**WHAT THE TASK REQUIRES**
Search the data for "requests" and copy every matching line.
==== PROVIDED ENTRIES
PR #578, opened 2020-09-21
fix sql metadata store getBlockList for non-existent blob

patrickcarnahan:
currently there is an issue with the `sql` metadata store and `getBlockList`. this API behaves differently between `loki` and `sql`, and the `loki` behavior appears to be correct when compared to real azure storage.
========
==== PROVIDED ENTRIES
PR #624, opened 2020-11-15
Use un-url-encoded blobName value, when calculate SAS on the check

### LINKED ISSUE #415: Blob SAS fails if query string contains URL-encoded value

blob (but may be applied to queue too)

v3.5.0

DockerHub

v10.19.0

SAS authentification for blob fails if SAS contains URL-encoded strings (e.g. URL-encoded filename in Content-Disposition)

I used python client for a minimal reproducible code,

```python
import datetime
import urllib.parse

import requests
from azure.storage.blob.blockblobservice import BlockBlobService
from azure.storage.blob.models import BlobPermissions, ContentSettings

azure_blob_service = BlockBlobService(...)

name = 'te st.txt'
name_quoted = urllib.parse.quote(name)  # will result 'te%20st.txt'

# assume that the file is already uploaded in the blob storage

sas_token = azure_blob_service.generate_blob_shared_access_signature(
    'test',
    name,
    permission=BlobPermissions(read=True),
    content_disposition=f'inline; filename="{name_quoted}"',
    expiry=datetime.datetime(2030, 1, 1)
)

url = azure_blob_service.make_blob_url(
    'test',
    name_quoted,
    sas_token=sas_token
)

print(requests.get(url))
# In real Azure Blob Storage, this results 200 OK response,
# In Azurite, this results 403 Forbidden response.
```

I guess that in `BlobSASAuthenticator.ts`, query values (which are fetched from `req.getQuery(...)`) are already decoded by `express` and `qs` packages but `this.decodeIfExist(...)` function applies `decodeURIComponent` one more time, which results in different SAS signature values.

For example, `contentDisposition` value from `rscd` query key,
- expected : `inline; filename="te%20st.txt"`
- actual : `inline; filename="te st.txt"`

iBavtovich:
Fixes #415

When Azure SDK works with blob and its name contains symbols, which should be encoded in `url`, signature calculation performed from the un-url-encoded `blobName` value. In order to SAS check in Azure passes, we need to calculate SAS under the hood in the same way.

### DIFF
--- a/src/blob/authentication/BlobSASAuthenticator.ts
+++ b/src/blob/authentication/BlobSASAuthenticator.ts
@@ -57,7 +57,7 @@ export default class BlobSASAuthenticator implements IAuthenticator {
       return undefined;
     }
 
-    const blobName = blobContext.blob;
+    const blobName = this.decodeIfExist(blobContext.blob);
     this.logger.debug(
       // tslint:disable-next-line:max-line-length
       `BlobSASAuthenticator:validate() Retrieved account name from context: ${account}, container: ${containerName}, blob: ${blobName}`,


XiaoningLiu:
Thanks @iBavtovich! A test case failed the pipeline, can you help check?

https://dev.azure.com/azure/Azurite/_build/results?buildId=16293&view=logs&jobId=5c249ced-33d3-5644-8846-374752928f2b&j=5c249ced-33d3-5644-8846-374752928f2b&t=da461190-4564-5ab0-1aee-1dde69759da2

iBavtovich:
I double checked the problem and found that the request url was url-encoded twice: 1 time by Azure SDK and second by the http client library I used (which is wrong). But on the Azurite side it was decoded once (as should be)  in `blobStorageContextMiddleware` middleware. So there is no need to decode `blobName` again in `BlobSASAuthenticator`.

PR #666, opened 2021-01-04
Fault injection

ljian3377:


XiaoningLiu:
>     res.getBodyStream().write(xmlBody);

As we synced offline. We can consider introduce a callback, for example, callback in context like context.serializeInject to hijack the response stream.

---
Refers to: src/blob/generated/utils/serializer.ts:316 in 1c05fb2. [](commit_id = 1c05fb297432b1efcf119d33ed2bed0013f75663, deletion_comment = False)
========
**ANSWER AREA**
import requests
print(requests.get(url))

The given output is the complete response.